Za aferą respiratorową stoją brudne służby specjalne, które chciały na niej dobrze zarobić. “Andrzej Izdebski”, oficer, który realizował projekt, nie zmarł w Albanii, jak tego chcieli twórcy narracji, ale ma się dobrze, żyjąc pod zmienioną tożsamością.
Jan Piński, redaktor naczelny Wieści24, znany z bezkompromisowego obnażania układów i afer, ujawnił, iż Andrzej Izdebski, niegdysiejszy handlarz bronią, odpowiedzialny za zakup respiratorów dla Polski w okresie pandemii, najprawdopodobniej nie zginął, ale zniknął. Izdebski, według źródeł, miałby żyć w tej chwili pod zmienioną tożsamością, a jego „śmierć” – w dziwnych okolicznościach – mogła być zasłoną dymną.
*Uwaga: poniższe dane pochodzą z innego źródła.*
PR #713, opened 2023-09-18
Use `WinnerDetermined` instead of `Epilogue` to grant stats

ASpoonPlaysGames:
Some modes (like LTS) don't go into `eGameState.Epilogue` apparently. `eGameState.WinnerDetermined` should be better


GeckoEidechse (approved):
Confirmed working in testing. PR only changes two lines (technically one if you discount the function rename)

PR #714, opened 2023-09-18
Fix script compile error for progression in SP

ASpoonPlaysGames:
man supporting `CLIENT`, `SERVER`, `UI`, `MP`, and `SP` in one file sucks.


Northstar.CustomServers/mod/scripts/vscripts/sh_progression.nut
```diff
@@ -156,6 +168,7 @@ void function ValidateEquippedItems( entity player )
 		printt( "- BANNER CARD IS LOCKED, RESETTING" )
 		PlayerCallingCard_SetActiveByRef( player, "callsign_16_col" ) // copied from _persistentdata.gnut
 	}
+
```
ASpoonPlaysGames, line 171:
```suggestion
```

GeckoEidechse (approved):
Confirmed working in testing.

I don't feel confident enough to do code review here but merging anyway as I trust @ASpoonPlaysGames in doing the right thing and we need the hot patch now :P

PR #717, opened 2023-09-22
Fix localisation string for toggling progression on controller

### LINKED ISSUE #716: "Toggle Progression" button doesn't appear when using controller
Minor issue lol, here's a link to screenshots: https://imgur.com/a/fWulm1x

It seems like it would be fine to make the toggle progression button triangle/Y or start/options 

Also, while I'm here, I'm pretty sure the pro screen was something you had to unlock for each gun in vanilla? northstar progression doesn't do that

ASpoonPlaysGames:
closes #716 

Other languages don't have an entry for this localisation, so I didn't change them

### Testing:
1. go into the lobby
2. plug in a controller
3. notice that the "Toggle Progression" button is still there with a controller button image


Jan200101 (approved):
Untested because I'm stuck in the Windows mines, but looks good.

Matches whats done in the controller prompts script https://github.com/R2Northstar/NorthstarMods/blob/6bfd52bd3e246d07a8219e065e2f7b4071973e41/Northstar.Client/mod/scripts/vscripts/ui/controller_prompts.nut#L9

Jan200101 (approved):
Round 2
Electric Boogaloo

Prompt shows up properly (and works by pressing the relevant button, but that is not part of this PR)

grafik

GeckoEidechse (approved):
Signing-off based on other reviews. Didn't much look at it. I just hope someone checked that all language files were updated ^^"

PR #718, opened 2023-09-22
Fix integer functionality for modsettings

EnderBoy9217:
This has been a longstanding and somehow unnoticed issue with modsettings, where a missing `break` statement caused all integer inputs to be registered as booleans and would not accept any values other than `0` or `1`.


ASpoonPlaysGames (approved):
Code looks good, not rly sure how this got missed originally but whatever

ASpoonPlaysGames (approved):
Works in testing, integer modsettings settings can be created and changed to values other than 0 and 1

GeckoEidechse:
Simple one-line fix. Merged.

PR #719, opened 2023-09-23
Remove "Launch Multiplayer" button

### LINKED ISSUE #711: "Launch Multiplayer" button isn't descriptive enough
Fairly often we get people coming into discord asking for help because the "Launch Multiplayer" button is locked, and they don't notice the "Launch Northstar" button.

It should be changed to read something like "Launch Vanilla" to help stop people from autopiloting it a bit, and also to be more descriptive with the form of multiplayer that it would launch.

This would also help for if/when vanilla compatibility is reintroduced.

ASpoonPlaysGames:
closes #711 

Small localisation change, hopefully will reduce some tickets?

Will also be nice for if/when we get vanilla compatibility


GeckoEidechse (commented):
I want some feedback from other contributors on that. I agree that having _Launch Multiplayer_ in there is kinda stupid.

On the flipside having _Launch Vanilla_ in there and then locking it makes it seem that we are "trying to prevent players from playing vanilla" or are "planning to add vanilla support" or sth (which tbf is a whole-ass different discussion that currently goes into the direction of "maybe" I think?

Maybe we should just remove the non-Northstar button entirely?

**TL;DR:** better than before I guess. We could do better still IMO. Whether that's this PR or a different one, I guess that's the question ^^

Jan200101:
In my opinion, either remove the Vanilla Multiplayer button entirely or rename it to vanilla.

KyleGospo:
Remove entirely

H0L0theBard:
I'd remove entirely unless we get around to adding proper vanilla support in the near future (which is not in 2032 when Northstar 2.0 releases).

Erlite:
Remove entirely, or rename to "Launch Official Multiplayer". Or if possible, could we just add a popup when you click it that tells you you're heading to official servers and not community ones?

itscynxx:
this pr is vital to the upkeep and functionality of northstar

on a more genuine note, i like the idea of removing it more, creates less confusion than what we have now while also not trying to make it look like vanilla compat is "just around the corner" or something

Zanieon:
I vote for temporary removal, until we get vanilla compatibility working.

ASpoonPlaysGames:
Yeah, gonna rewrite this to remove the button given the feedback

Zanieon (approved):
Working without problems:
image

Jan200101 (approved):
code looks good, just comments out the multiplayer button and all relevant code with comments that explain why.

GeckoEidechse:
Merging based on reviews and discussion.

Chcesz czytać więcej wewnętrznych informacji ze świata polityki i mediów? Prosimy o obserwowanie naszego profilu na Facebooku oraz na Twitterze. Proszę o lajkowanie i podawanie dalej naszych wpisów - w ten sposób możemy zrobić dla Ciebie więcej. |
Cała sprawa zaczęła nabierać rumieńców, kiedy Tomasz Szwejgiert, dziennikarz zajmujący się aferą respiratorową, ujawnił informację o tym, iż ktoś widział Izdebskiego w Ameryce Południowej. Krótko potem media doniosły o jego rzekomej śmierci i natychmiastowym spopieleniu ciała – co samo w sobie wzbudza wiele pytań. Co ciekawe, spopielenie miało odbyć się bez udziału polskich organów śledczych, co sugeruje chęć uniknięcia dokładnego badania okoliczności „śmierci”. Czy Patola i Socjal i jego poplecznicy mogli maczać palce w tej zaskakującej mistyfikacji?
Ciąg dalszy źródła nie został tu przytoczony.